In [33]:
import boto3
from datetime import datetime
import io
import matplotlib.pyplot as plt
import numpy as np
import os
import pandas as pd
import sagemaker
import sagemaker.amazon.common as smac
import seaborn as sns
from sklearn.metrics import accuracy_score, f1_score, precision_score, recall_score
import tarfile

In [34]:
!pip install --upgrade pip --quiet
!pip install mxnet --quiet
import mxnet as mx

#### Prepare the Data

In [14]:
df = pd.read_csv('ufo_fullset.csv', 
                 usecols=['shape', 'duration', 'witnesses', 'weather', 'latitude', 
                          'longitude', 'physicalEvidence', 'contact', 'researchOutcome'])
df['shape'] = df['shape'].fillna(df['shape'].value_counts().index[0])
df['physicalEvidence'] = df['physicalEvidence'].replace({'Y': 1, 'N': 0})
df['contact'] = df['contact'].replace({'Y': 1, 'N': 0})
df = pd.get_dummies(df, columns=['weather', 'shape'])
df['researchOutcome'] = df['researchOutcome'].replace({'unexplained': 0, 'explained': 1, 'probable': 2})
df.columns = [c.replace('weather_', '').replace('shape_', '').replace(' ', '_') for c in df.columns]

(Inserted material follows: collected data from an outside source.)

PR #8396, opened 2026-08-23
Log selected behavior resource spends in Executor

rusliksu:
## Summary

- add an opt-in `spend.log` flag to the declarative behavior DSL and emit the selected direct-resource spend from `Executor`
- enable that flag for Electro Catapult's plant and steel alternatives without overriding the card action
- preserve `player.pay` for steel/titanium and leave every unannotated `behavior.spend` unchanged

## Demo

Before, a complete Electro Catapult action only exposed the gain:

```text
blue gained 7 M€
```

On this commit, the full action produces:

```text
plant: blue spent 1 plant | blue gained 7 M€
steel: blue spent 1 steel | blue gained 7 M€
```

## Testing

- focused Executor + Electro Catapult tests: 86 passing
- full server suite: 7261 passing
- `npm run build:tests`
- `npm run lint:server`
- `npm run lint:client`
- `npm run build`
- upstream PR gate passed for `61826f87`

## Notes

This replaces the card-specific implementation from closed PR #8395 with the Executor-owned approach requested by the maintainer. Gameplay and resource selection are unchanged.

### DIFF
--- a/src/server/behavior/Behavior.ts
+++ b/src/server/behavior/Behavior.ts
@@ -47,6 +47,8 @@ export type Behavior = {
   spend?: Partial<OneOfType<Spend>> & {
     canUseSteel?: boolean,
     canUseTitanium?: boolean,
+    /** Log a direct steel, titanium, plant, or energy spend. */
+    log?: true,
   };
 
   /**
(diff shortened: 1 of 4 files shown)


kberg (commented):
This doesn't solve the problem of the message that is lost. I'll take care of this, thanks.

PR #8397, opened 2026-08-24
Feature/mobile new game screen

quintavallechristian:
Improved mobile interface for CreateGameForm.
From: 
image

To:
image

And GameHome screen

From:
image

To:
image

- I didn't switch to <script setup> because, expecially for CreateGameForm, because it would have changed a lot of lines, not related to responsiveness
- I added a sticky behavior for the main buttons, placed at the bottom of the screen
- i increased the z-index of the preferencesIcon to make it visible on top of the other elements

### DIFF
--- a/src/client/components/create/CreateGameForm.vue
+++ b/src/client/components/create/CreateGameForm.vue
@@ -613,6 +613,7 @@ type Refs = {
 type FormModel = {
   preludeToggled: boolean;
   uploading: boolean;
+  previousViewport: string;
 };
 
 export default defineComponent({
@@ -622,6 +623,7 @@ export default defineComponent({
       ...defaultCreateGameModel(),
       preludeToggled: false,
       uploading: false,
+      previousViewport: '',
     };
   },
   components: {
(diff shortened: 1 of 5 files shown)


src/styles/preferences.less
```diff
@@ -180,6 +180,7 @@
   position: fixed;
   bottom: 4px;
   height: 46px;
+  z-index: 110;
```
kberg, line 183: Curious what this is doing.

src/client/components/create/CreateGameForm.vue
```diff
@@ -680,6 +682,24 @@ export default defineComponent({
   mounted() {
     setDocumentTitle('Create New Game');
     this.restoreLastSettings();
+
+    // Set the viewport width to width=device-width on the create game form so mobile browsers use their actual CSS viewport width.
+    // The current global viewport is width=1260, which prevents the create game form from using the device width on phones.
+    // This is a temporary solution in order to make this edit scoped to the create game form.
+    // TODO: Once responsiveness covers the whole project, this code should be removed and the tag in index.html should be updated directly.
```
kberg, line 689: How many more times is this going to be applied? Should it just become a function in a file on its own?

kberg (approved):
Looks good. Just let me know your thoughts on my two questions.

src/styles/preferences.less
quintavallechristian: it's the point I highlighted in the description:
"i increased the z-index of the preferencesIcon to make it visible on top of the other elements"

image
It places the gear on top of the buttons (and the modal as well). Otherwise, in some screens, you cannot press the gear because buttons are on top.

src/client/components/create/CreateGameForm.vue
quintavallechristian: I think the next step will be the responsiveness of the main game page. When that is done, we can get rid of this procedure and fulfill the TODO.

src/styles/preferences.less
kberg: Apologies: I've been a bit disillusioned by descriptions lately (assuming AI generation), and will read yours more carefully.

kberg (approved):
Thanks. This is a good change. I will push this and your prior change shortly.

#### Split the data into train, validate and test sets

In [18]:
np.random.seed(0)
rand_split = np.random.rand(len(df))
train_list = rand_split < 0.8
val_list = (rand_split >= 0.8) & (rand_split < 0.9)
test_list = rand_split >= 0.9

data_train = df[train_list]
data_val = df[val_list]
data_test = df[test_list]

train_X = data_train.drop(columns='researchOutcome').values
train_y = data_train['researchOutcome'].values

val_X = data_val.drop(columns='researchOutcome').values
val_y = data_val['researchOutcome'].values

test_X = data_test.drop(columns='researchOutcome').values
test_y = data_test['researchOutcome'].values

#### Send data to S3 for training

In [20]:
bucket = 'acg-ml-certification-df'
train_file = 'ufo_sightings_train_recordIO_protobuf.data'

f = io.BytesIO()
smac.write_numpy_to_dense_tensor(f, train_X.astype('float32'), train_y.astype('float32'))
f.seek(0)

boto3.Session().resource('s3').Bucket(bucket).Object('algorithms_lab/linearlearner_train/{}'.format(train_file)).upload_fileobj(f)
training_recordIO_protobuf_location = 's3://{}/algorithms_lab/linearlearner_train/{}'.format(bucket, train_file)
print('The Pipe mode recordIO protobuf training data: {}'.format(training_recordIO_protobuf_location))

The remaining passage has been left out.